The present invention also pertains to the method as described above (method A), wherein the bacteriophage composition may be encapsulated using a material selected from the group consisting of vegetable fatty acids, fatty acid, stearic acid, palmitic acid, an animal wax, a vegetable wax, a wax derivative, Carnauba wax, other lipids and lipid derivatives, shellac, a polymer, a cellulose-based material, a carbohydrate-based material, or a sugar. Furthermore, the step of encapsulation (step b)) may be carried out using spinning disk atomization, fluid bed system methods for drying granulation and coating, air suspension coating, solvent evaporation, spray drying, or any other method for achieving matrix coating and encapsulation.

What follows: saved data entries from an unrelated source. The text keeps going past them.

PR #7293, opened 2025-01-08
feat: ArtifactoryAnalyzer updated to use the HTTPClient5-based Downloader and skip unusable results

### LINKED ISSUE #5868: Custom Artifactory Setup : ERROR - Cannot extract the Maven information from the path retrieved in Artifactory
**Describe the bug**
We have setup Dependency-Check to use our Artifactory through a property file using the following options:

_analyzer.artifactory.enabled=true
analyzer.artifactory.url=artifactoy-instance_

During certain scans we got such kind of error:

`2023-08-08 10:34:43,354 org.owasp.dependencycheck.App:213
ERROR - Cannot extract the Maven information from the path retrieved in Artifactory /download/postgresql-42.6.0.jar
2023-08-08 10:34:43,354 org.owasp.dependencycheck.App:214
DEBUG - unexpected error
java.lang.IllegalStateException: Cannot extract the Maven information from the path retrieved in Artifactory /download/postgresql-42.6.0.jar
	at org.owasp.dependencycheck.data.artifactory.ArtifactorySearch.processResponse(ArtifactorySearch.java:223)
	at org.owasp.dependencycheck.data.artifactory.ArtifactorySearch.search(ArtifactorySearch.java:143)
	at org.owasp.dependencycheck.analyzer.ArtifactoryAnalyzer.analyzeDependency(ArtifactoryAnalyzer.java:199)
	at java.base/java.util.concurrent.FutureTask.run(FutureTask.java:317)
	at java.base/java.util.concurrent.ThreadPoolExecutor.runWorker(ThreadPoolExecutor.java:1144)
	at java.base/java.util.concurrent.ThreadPoolExecutor$Worker.run(ThreadPoolExecutor.java:642)
	at java.base/java.lang.Thread.run(Thread.java:1589)
2023-08-08 10:34:43,354 org.owasp.dependencycheck.utils.Settings:895
`

Into our Artifactory, the content related to this file is the following:

_{
    "results": [
        {
            "uri": "<Artifactory-Instance>/api/storage/postgresql.org-cache/download/postgresql-42.6.0.jar"
        },
        {
            "uri": "<Artifactory-Instance>/api/storage/repo1.mvn-cache/org/postgresql/postgresql/42.6.0/postgresql-42.6.0.jar"
        }
    ]
}_

It seems that the system is taking the first element found in the list and error appears because of the pattern format that does not match with what is expected. 
We can solve this problem if we remove the reference of the first element into our Artifactory. 

The problem occurs using version 8.3.1 through CLI 

**Expected behavior**
I would like to have a way to handle this error. 
One solution I see is to add an option to include a list of repositories where the search of the file is made into Artifactory. 
With the API used, https://jfrog.com/help/r/jfrog-rest-apis/checksum-search this seems to be possible. 
Or a way to configure this generated error as a warning instead an error?

**Additional context**
I am using a property file to setup the default configuration. Ideally it would be good as well to get an additional option from the command line to offer the possibility to disable the usage of Artifactory.  
Right now, it is only possible to enable it.

### LINKED ISSUE #7254: Extend HTTPClient usage for downloads to ArtifactorySearch
Confirmed... only NexusSearch and ArtifactorySearch are pending. As both are typically solutions within the enterprise datacenter not requiring proxy access I think it would be fine to finish up this part and leave the remainder phase-out of URLConnectionFactory for a later feature-release in the 11.x series.

_Originally posted by @aikebah in https://github.com/jeremylong/DependencyCheck/issues/6949#issuecomment-2356535422_
            

Follow-up issue to #6949 to use HTTPClient for ArtifactorySearch in order to honor the standard proxy configuration also for the (expected rare) cases in which an Artifactory repository is only reachable via a proxy

aikebah:
## Description of Change

Make ArtifactoryAnalyzer use the Downloader class to finalize the migration of HTTP-traffic to use the Apache HTTPClient5 finalizing the work still left after #6949 

Make ArtifactoryAnalyzer skip results that do not fit the expectations (matching hashes and a maven-like G/A/V path structure) and attempt to find further matches in the remaining search results instead of throwing an exception on a first unexpected result entry format.

## Related issues

Fixes #5868 
Fixes #7254 

yes a testcase was added for the fix of #5868

### DIFF
--- a/core/src/main/java/org/owasp/dependencycheck/data/artifactory/ArtifactorySearch.java
+++ b/core/src/main/java/org/owasp/dependencycheck/data/artifactory/ArtifactorySearch.java
@@ -19,33 +19,26 @@ package org.owasp.dependencycheck.data.artifactory;
 
 import java.io.FileNotFoundException;
 import java.io.IOException;
-import java.io.InputStreamReader;
-import java.net.HttpURLConnection;
 import java.net.MalformedURLException;
+import java.net.URISyntaxException;
 import java.net.URL;
 import java.nio.charset.StandardCharsets;
-import java.util.ArrayList;
-import java.util.Base64;
 import java.util.List;
 import java.util.UUID;
-import java.util.regex.Matcher;
-import java.util.regex.Pattern;
 
 import javax.annotation.concurrent.ThreadSafe;
 
+import org.apache.hc.core5.http.message.BasicHeader;
 import org.owasp.dependencycheck.data.nexus.MavenArtifact;
 import org.owasp.dependencycheck.dependency.Dependency;
 import org.owasp.dependencycheck.utils.Checksum;
-import org.owasp.dependencycheck.utils.InvalidSettingException;
+import org.owasp.dependencycheck.utils.Downloader;
+import org.owasp.dependencycheck.utils.ResourceNotFoundException;
 import org.owasp.dependencycheck.utils.Settings;
-import org.owasp.dependencycheck.utils.URLConnectionFactory;
+import org.owasp.dependencycheck.utils.TooManyRequestsException;
 import org.slf4j.Logger;
 import org.slf4j.LoggerFactory;
 
-import com.fasterxml.jackson.core.JsonParser;
-import com.fasterxml.jackson.databind.DeserializationFeature;
-import com.fasterxml.jackson.databind.ObjectMapper;
-import com.fasterxml.jackson.databind.ObjectReader;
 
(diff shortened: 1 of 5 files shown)


aikebah:
Marked as a draft PR awaiting results from the community on live-testing a snapshot build against an Artifactory Pro instance.

jeremylong (dismissed):
LGTM

jeremylong (approved):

The present invention provides a method (method A), wherein after the step of encapsulating (step b)), the bacteriophage composition is formulated as a capsule or a tablet.

The present invention pertains to the method described above (method A), wherein in the step of providing (step a), the stabilized bacteriophage is stabilized by adsorption to a matrix. The matrix may be selected from the group consisting of skim milk powder, soya protein powder, whey protein powder, albumin powder, casein, gelatin, single cell proteins, algal protein, plant peptone, trehalose, mannitol, powdered sugar, sugar alcohol, charcoal, latex beads, a water-soluble carbohydrate-based material, talc, chitin, and fish cartilage.

The present invention pertains to the method as described above (method A), wherein, in the step of providing (step a), the stabilized bacteriophage is stabilized by adsorption to a matrix, adsorbed to a matrix and the matrix embedded in a solid support; lyophilized; lyophilized and embedded in a solid support, covalently bound to a matrix, covalently bound to a matrix and embedded in a solid support

The present invention also provides a bacteriophage composition comprising one or more than one strain of an encapsulated stabilized bacteriophage, one or more than one encapsulated phage component, one or more than one strain of a stabilized bacteriophage and one or more than one phage component encapsulated together, or a combination thereof. Furthermore, the bacteriophage composition may be formulated as a capsule or a tablet.

The present invention also pertains to a bacteriophage composition comprising one or more than one strain of a stabilized bacteriophage, one or more than one phage component, one or more than one strain of a stabilized bacteriophage and one or more than one stabilized phage component, or a combination thereof, and a pharmaceutically acceptable carrier, formulated within a tablet. The tablet may further comprise components that permit controlled release of the stabilized bacteriophage, one or more than one phage component, one or more than one strain of a stabilized bacteriophage and one or more than one stabilized phage component, or a combination thereof.

The present invention provides a bacteriophage composition one or more than one strain of a stabilized bacteriophage, one or more than one phage component, one or more than one strain of a stabilized bacteriophage and one or more than one stabilized phage component, or a combination thereof, and a pharmaceutically acceptable carrier, formulated within a capsule. The capsule may be comprised of gelatin, wax, shellac or other pharmaceutically acceptable material.

The present invention provides a method (method B) for producing an antibacterial composition comprising, embedding an aqueous solution of bacteriophages, or phage components, onto a solid or powdered matrix to produce composition, and drying the composition to produce an antibacterial composition. Further, the antibacterial composition may be encapsulated for use as a delivery system.